* **ASSIGNMENT**:
Every entry below needs to be copied exactly.

Stored items
PR #365, opened 2024-03-11
Add target_ prefix for CreateOrUpdateNexusIncomingServiceRequest fields

bergundy:
**What changed?**

See title.

**Why?**

Server considers requests with a namespace field as being scoped to that namespace which this request should be cluster scoped.

**Breaking changes**

Yes


dnr (approved):

bergundy:
> LGTM assuming open source only. Would like to set a general suggestion of namespace of all requests being field 1 for compat assistance for edge proxies, but since this is open source only it's not a big deal.
> 
> Can you confirm all workflowservice calls for Nexus are `string namespace = 1`?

* **RESPONSE AREA**:
PR #365, opened 2024-03-11
Add target_ prefix for CreateOrUpdateNexusIncomingServiceRequest fields

bergundy:
**What changed?**

See title.

**Why?**

Server considers requests with a namespace field as being scoped to that namespace which this request should be cluster scoped.

**Breaking changes**

Yes


dnr (approved):

bergundy:
> LGTM assuming open source only. Would like to set a general suggestion of namespace of all requests being field 1 for compat assistance for edge proxies, but since this is open source only it's not a big deal.
> 
> Can you confirm all workflowservice calls for Nexus are `string namespace = 1`?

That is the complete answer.